### TASK BRIEF
Lines that contain the string "opened" are the ones to list; copy all of them from the records.

### RECORDS FOR PROCESSING
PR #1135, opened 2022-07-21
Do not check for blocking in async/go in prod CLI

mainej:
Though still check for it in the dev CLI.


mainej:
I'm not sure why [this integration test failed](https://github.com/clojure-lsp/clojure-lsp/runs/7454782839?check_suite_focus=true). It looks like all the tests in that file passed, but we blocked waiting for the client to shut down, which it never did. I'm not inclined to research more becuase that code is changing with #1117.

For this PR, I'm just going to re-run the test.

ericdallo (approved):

---

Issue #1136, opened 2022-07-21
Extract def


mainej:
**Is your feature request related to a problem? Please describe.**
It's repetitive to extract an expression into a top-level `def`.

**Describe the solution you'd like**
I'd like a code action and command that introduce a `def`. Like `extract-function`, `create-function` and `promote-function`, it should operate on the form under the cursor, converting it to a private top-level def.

### REPLY TO THE EXERCISE
PR #1135, opened 2022-07-21
Issue #1136, opened 2022-07-21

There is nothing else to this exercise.